Die paneuropäische Idee feiert ihren 100. Geburtstag. Sie ist angesichts des Krieges gegen die Ukraine so aktuell wie lange nicht mehr.


"Politiker müssen Geografie und Geschichte lernen", war einer der Leitsätze Otto Habsburgs, der am 20. November seinen 110. Geburtstag gefeiert hätte. Wissen um die Geschichte Europas, Verständnis für Kulturen sowie Toleranz zwischen Völkern sah er als unabdingbar an. Historische Zusammenhänge zu kennen und daraus Entwicklungen für die Zukunft ableiten zu können, war das Fundament seines politischen Wirkens. So warnte er schon, dass Wladimir Putin nach den osteuropäischen Staaten greifen würde, als dieser noch am Beginn seiner weltpolitischen Karriere stand.

1995 forderte Habsburg die westliche Gemeinschaft auf, die Unabhängigkeit der Ukraine zu gewährleisten, da diese stets gefährdet sein würde. Zu jenem Zeitpunkt war das Budapester Memorandum noch kein Jahr alt. 2014 erfolgte der Überfall auf die Ukraine.

Um Habsburgs Europa-Gedanken zu verstehen, muss man verinnerlichen, auf welchem philosophischen und politischen Europa-Konzept die Ideen jenes Mannes fußten, der zwei brutale Weltkriege, das Gift des Nationalismus, den Untergang einst mächtiger Reiche und die Geburt des vereinten Europas erlebte. Mit der "alten Reichsidee" sah Habsburg eine übernationale Werte- und Rechtsordnung, in der Völker frei zusammenleben können, das Subsidiaritätsprinzip verwirklicht ist, verschiedene Sprachen, Kulturen und Volksgruppen beziehungsweise Minderheiten geschützt sind. Diese Idee sah er als konkreten Gegensatz zum Universalanspruch zentralistischer oder nationalistischer Kräfte, wie sie vor dem Ersten Weltkrieg das preußische oder das zaristische Reich darstellte. In diesen Reichen unterwarf eine dominierende Macht alle Völker.
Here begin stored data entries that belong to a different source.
PR #1340, opened 2019-03-08
PLAT-1090 | Cleanup after course structure change

kvas-damian:
Removed outdated commands:
* DumpCourseStructure.php
* LessonUser.php


resources/assets/js/store/modules/course.js
```diff
@@ -37,7 +37,20 @@ const getters = {
 	ready: state => state.ready,
 	courseId: state => state.id,
 	name: state => state.name,
+	getNode: state => nodeId => state.structure.find(node => node.id === nodeId),
 	getChildrenNodes: state => parentId => state.structure.filter(node => node.parent_id === parentId),
+	getAncestorNodes: (state, getters) => nodeId => {
```
bognix: we already have something like this defined in nestedSet/getAncestorById - can we unify or create a shared method that can be reused?

app/Console/Commands/DumpCourseStructure.php
```diff
@@ -24,23 +24,16 @@ class DumpCourseStructure extends Command
...
-	}
-
 	/**
 	 * Execute the console command.
 	 *
 	 * @return mixed
 	 */
 	public function handle()
 	{
+		$this->error('This Command isn\'t ready for tree course structure');
```
rogatty: I'd prefer to delete this command than break it like this.

bognix:
@kvas-damian fix seeders.

app/Console/Commands/DumpCourseStructure.php
```diff
@@ -24,23 +24,16 @@ class DumpCourseStructure extends Command
 	 */
```
gitkuba: File can be removed

resources/assets/js/store/modules/course.js
kvas-damian: I have a feeling using shared method will make the data flow harder to follow. We'd need to extract this method somewhere and pass state there. What do you think about using the same name?

app/Http/Controllers/Api/PrivateApi/UserStateApiController.php
```diff
@@ -179,7 +179,13 @@ static function countUserStats(User $user)
 		$qnaAnswersPosted = QnaAnswer::where('user_id', $userId)->count();
 		$quizQuestionsSolved = UserQuizResults::where('user_id', $userId)->groupBy('quiz_question_id')->get(['quiz_question_id'])->count();
 		$numberOfQuizQuestions = QuizQuestion::count();
-		$numberOfLessons = Lesson::whereNotIn('group_id', [3])->count();
+		$numberOfLessons = $user->getLessonsAvailability()->reduce(function (int $count, Lesson $lesson) {
+			if ($lesson->isAvailable()) {
```
bognix: @rogatty I think it should be isAccessible not isAvailable.

rogatty: Agreed 👍

database/migrations/2019_02_01_160121_recreate_course_structure.php
```diff
@@ -1,31 +0,0 @@
...
-	/**
-	 * Run the migrations.
-	 *
-	 * @return void
-	 */
-	public function up()
-	{
-		DB::table('course_structure_nodes')->truncate();
-		// First version of the script messed up the ordering, let's recreate the structure with a fixed script
-		\Artisan::call('data-migration:create-nested-course-structure');
```
rogatty: I'm not sure if it's a good practice to remove a migration as its name is already in the prod DB. Maybe just remove this line?

kvas-damian: This migration doesn't work anymore as we're dropping the groups&lessons relation.

rogatty: A lot of old migrations don't work if you run them on the current state of DB but it's not a reason to remove them all. Quoting https://laracasts.com/discuss/channels/laravel/deleting-a-migration:
>i want to delete a migration file but when i did i cannot migrate:refresh again because it cannot find the deleted file

>Rule one of migration, never delete your migration files if you have migrated them.

kvas-damian: Artisan is still able to perform new migrations, so I don't see any reason to keep empty file...

kvas-damian: I reverted changes and kept empty migration

resources/assets/js/store/modules/course.js
bognix: ok, let's start with that ;)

Bei Mitteleuropa, das er als historisch gewachsenen, aber nicht in klaren Grenzen definierten eigenständigen Kulturraum verstand, war er ebenfalls ein entschiedener Gegner von Hegemonialmächten und lehnte daher auch Mitteleuropa-Modelle (unter anderem jenes von Friedrich Naumann aus dem 1915) ab, in dem Deutschland als Hegemonialmacht die Region dominiert hätte. Für die Gleichberechtigung und Souveränität der Völker Mittel- und Osteuropas, die bis 1990 vom Sowjetregime unterjocht waren, setzte er sich zeitlebens ein, mit den Dissidenten und Demokratiebewegungen war er in engem Austausch und unterstützte sie vor allem in seiner Zeit im EU-Parlament. Dies auch aus seiner tiefsten Ablehnung jeglicher totalitären Machtverhältnisse heraus. Konsequenterweise war ihm Nationalismus, der sich aus Ablehnung anderer speiste, ein Gräuel. Er bevorzugte Patriotismus, bei dem man Liebe zu seiner Region oder Europa zeigen kann, ohne andere dabei abzuwerten.
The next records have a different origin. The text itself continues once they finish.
PR #210, opened 2023-10-20
Connect wflow to 1D model

hboisgon:
## Issue addressed
No issue published

## Explanation
This PR introduces a new function to connect wflow to 1D type of model (like Delft3D FM 1D, HEC-RAS, etc.)
In this function a user has two choices to connect:

- derive subbasins based on river network nodes
- derive subbasins based on area. Larger tributaries or upstream boundaries of the river are indeed added as direct gauges rather than subbasins

In this function, gauges can be added and river discharge saved, for the subbasins, two versions are produced, one with all cells and one with river cells only so that wflow can save river.inwater to give the 1D model all water coming into the river (ie the 1D model can then do its own routing and river evaporation).
This has been developed and tested to connect to Delft3D FM for both 1D boundaries and 2D laterals from the subbasins inwater. 

## Checklist


Huite:
Hi @hboisgon,

I saw this come up in my github mentions, so just a drive-by comment.
There's a UGRID1D topology in xugrid: https://deltares.github.io/xugrid/api.html#ugrid1d-topology

The Ugrid1d functionality is rather barebones now, but I think ideally it could help with these kind of workflows. I see several explicit Python loops here (e.g. via `.apply`). Ideally, we could avoid those by making smart use of the Ugrid1d topology and offload most of the work to numba-celltree or something. I'm curious to hear which set of operations you'd require for that to work.

Might be worth some xugrid issues or even a short meeting!

shartgring:
Hi Hélène! I am testing/using this feature for coupling Wflow to a Delft3D FM model. It worked nicely with my geodataframe out of the box with the subbasin approach. However, in order to use the river nodes approach, the geometries have to be ordered to be able to loop them. Or at least, that is how I interpreted the following error that I got:
```
```

I solved this by applying `.explode()` to the geodataframe as suggested here: https://gis.stackexchange.com/questions/378806/multi-part-geometries-do-not-provide-a-coordinate-sequence-error-when-extracti . So, it might be useful to implement .explode() in the hydromt_wflow workflow to prevent these errors. Attached also a zip with the geojson of the geometries that I am using in case you are interested [1D_branches_clipped_20240220.zip](https://github.com/Deltares/hydromt_wflow/files/14342637/1D_branches_clipped_20240220.zip)

hydromt_wflow/workflows/connect.py
```diff
@@ -0,0 +1,283 @@
...
+        # First intersect riv1d with gdf_edges_subbas
+        rivmerge = gpd.overlay(riv1d, gdf_edges_subbas).explode().reset_index(drop=True)
+        # Compute len of river
+        if rivmerge.crs.is_geographic:
+            rivmerge["len"] = rivmerge.geometry.to_crs(3857).length
+        else:
+            rivmerge["len"] = rivmerge.geometry.length
+        # Groupby value and sum length
+        rivmerge = rivmerge.groupby("value")["len"].sum()
+        # Select the subcatch where rivlength is more than 5times rivlen_avg
```
JoostBuitink, line 141: Just a technical question: how sensitive are the results to this factor of 5?

examples/connect_to_1d_model.ipynb
```diff
@@ -0,0 +1,453 @@
...
+   "cell_type": "markdown",
+   "metadata": {},
+   "source": [
+    "If you have a **Wflow** model, one of the applications is that you would like to connect it to a another model such as a 1D hydraulic model like Delft3D or HEC-RAS or a 1D water allocation model like RIBASIM where wflow would give them both river discharge at the boundaries of these models and the runoff generated within the 1D model domain.\n",
+    "\n",
+    "HydroMT-Wflow uses a new function **setup_1dmodel_connection** to try and help you out with these steps. What it does is:\n",
+    "\n",
+    "- Add gauges at the 1D model upstream boundaries to exchange river discharge.\n",
+    "- Derive the sub-basins draining into the 1D model river to exchange the amount of water that enters the river (river inwater).\n",
+    "- Optionnaly, while deriving the sub-basins, large sub-basins can be taken out as tributaries and river discharge is exchanged instead.\n",
```
JoostBuitink, line 20:
```suggestion
    "- Optionally, while deriving the sub-basins, large sub-basins can be taken out as tributaries and river discharge is exchanged instead.\n",
```

JoostBuitink (approved):
Just some small fixes, but really nice work! Great with the example as well!

hydromt_wflow/workflows/connect.py
```diff
@@ -0,0 +1,283 @@
...
+__all__ = ["wflow_1dmodel_connection"]
+
+
+def wflow_1dmodel_connection(
+    gdf_riv: gpd.GeoDataFrame,
+    ds_model: xr.Dataset,
+    connection_method: str = "subbasin_area",
+    area_max: float = 10.0,
+    add_tributaries: bool = True,
+    include_river_boundaries: bool = False,
```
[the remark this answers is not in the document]
hboisgon: A tad complex but to make life easier to post-process wflow netcdf to delft3dfm, boundaries are actual boundaries in the deflt3dfm river while tributaries are point laterals. So actually for delft3dfm with add river boundaries with setup_gauges and laterals (tributaries and subbasins) with this new method:

``` yaml
setup_1dmodel_connection:
  river1d_fn: dfm_river
  connection_method: subbasin_area
  area_max: 2.0
  add_tributaries: True
  include_river_boundaries: False
  mapname: 1dmodel
  update_toml: True
  toml_output: netcdf

setup_gauges:
  gauges_fn: dfm_boundaries
  snap_to_river: True
  snap_uparea: False
  derive_subcatch: False
  basename: 1dboundaries
  toml_output: netcdf
  gauge_toml_header: ["Qb", "Hb"]
  gauge_toml_param: ["lateral.river.q_av","lateral.river.h"]
```

But I could still change the default to True indeed, feels more intuitive.

hboisgon:
> Hi Hélène @hboisgon ! I am testing/using this feature for coupling Wflow to a Delft3D FM model. It worked nicely with my geodataframe out of the box with the subbasin approach. However, in order to use the river nodes approach, the geometries have to be ordered to be able to loop them. Or at least, that is how I interpreted the following error that I got:
> 
> ```
> NotImplementedError: Sub-geometries may have coordinate sequences, but multi-part geometries do not
> ```
> 
> I solved this by applying `.explode()` to the geodataframe as suggested here: https://gis.stackexchange.com/questions/378806/multi-part-geometries-do-not-provide-a-coordinate-sequence-error-when-extracti . So, it might be useful to implement .explode() in the hydromt_wflow workflow to prevent these errors. Attached also a zip with the geojson of the geometries that I am using in case you are interested [1D_branches_clipped_20240220.zip](https://github.com/Deltares/hydromt_wflow/files/14342637/1D_branches_clipped_20240220.zip)

Great, thanks @shartgring for also testing it out and glad the subbasins method worked well directly for your case too :)
Seems like a good idea to add this explode() part so I will!

hydromt_wflow/wflow.py
```diff
@@ -2612,6 +2612,146 @@ def setup_rootzoneclim(
         # update config
         self.set_config("input.vertical.rootingdepth", update_toml_rootingdepth)
 
+    def setup_1dmodel_connection(
+        self,
+        river1d_fn: Union[str, Path, gpd.GeoDataFrame],
+        connection_method: str = "subbasin_area",
+        area_max: float = 10.0,
+        add_tributaries: bool = True,
+        include_river_boundaries: bool = False,
```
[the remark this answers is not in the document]
hboisgon: See above

hydromt_wflow/workflows/connect.py
hboisgon: Good one! I think not too much. So you have the steps where I get the upstream and downstream boundaries of the 1D river and I need to snap these nodes to a wflow river cell before creating the subbasins. So depending on how far we had to snap, some parts of the river 1D lines are still included in the upstream subcatchment that I want to exclude.
So only if we had to snap too far then it may get sensitive. Let's see with practice if this is good enough or if it needs to be refined.

JoostBuitink: Thanks for clarifying, makes sense!

hydromt_wflow/workflows/connect.py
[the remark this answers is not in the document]
JoostBuitink: Ah I see! I agree that True is more intuitive, but good to know that for use-cases as these, you can easily turn them off!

Als unverzichtbares europäisches Grundprinzip betrachtete Habsburg auch das Subsidiaritätsprinzip - jenes heutzutage viel zu oft vergessene oder durch Nationalisten und Zentralisten verkehrte Prinzip, das allen Ebenen die Aufgaben zuweist, die dort am besten gelöst werden können - vom individuellen Bürger bis hinauf zu Europa.

Wie Habsburg auf die vielfältigen Krisen Europas und der Welt heute reagiert hätte, wissen wir nicht. Jedenfalls hätte er historische und geografische Zusammenhänge analysiert und eine wertebasierte Politik mit einem klaren moralischen Kompass gefordert. Der starke Zusammenhalt Europas bei der Unterstützung der Ukraine hätte ihm jedenfalls gefallen.